# Exercise brief:
Report every line of the listing below in which the string "CrateDB" occurs.
=-=-=
PR #905, opened 2026-09-17
Add OpenShift Partner Validation report

tomach:
## Summary of changes

Adds the public artifacts for the Red Hat OpenShift Partner Validation of the operator, plus a few OpenShift docs fixes found while running it.

- `partner-validation-report.md` - test plan + results for the 9 lifecycle scenarios (TC-01–TC-09).
- `RUNBOOK.md` - how to execute the validation, and how to submit via Partner Connect.
- `capture.sh` - captures read-only verification evidence.
- `manifests/` - namespace + CrateDB test-cluster manifests.

All scenarios passed on OpenShift `4.22.11` (EUS), operator `2.64.1`, CrateDB `6.4.4`.

## Checklist

- [x] Link to issue this PR refers to: https://github.com/crate/cloud/issues/2981


openshift-validation/capture.sh
```diff
@@ -0,0 +1,144 @@
...
+  [[ "$1" == "--" ]] && shift
+  {
+    echo "===================================================================="
+    echo "# $title"
+    echo "# \$ $*"
+    echo "# captured: $(date -u '+%Y-%m-%dT%H:%M:%SZ') (UTC)"
+    echo "===================================================================="
+    "$@" 2>&1
+    echo
+    echo "# exit code: $?"
```
WalBeh: Heads-up, this makes the evidence slightly misleading: by the time we reach the last line, `$?` is the exit status of the blank `echo` above it, not of the captured command — so every snapshot records `exit code: 0`, even when the command failed. Capturing it right after the command fixes it:

```suggestion
    "$@" 2>&1
    local rc=$?
    echo
    echo "# exit code: $rc"
```

openshift-validation/capture.sh
```diff
@@ -0,0 +1,144 @@
...
+  } >"$file"
+  echo "  -> $1  ($file)"
```
WalBeh: After the shifts, `$1` is the command (`/usr/bin/oc`), so this prints `-> /usr/bin/oc  (...)` instead of something useful. `$title` is what you want:

```suggestion
  echo "  -> $title  ($file)"
```

openshift-validation/RUNBOOK.md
=-=-=
# Task result:
- `manifests/` - namespace + CrateDB test-cluster manifests.
All scenarios passed on OpenShift `4.22.11` (EUS), operator `2.64.1`, CrateDB `6.4.4`.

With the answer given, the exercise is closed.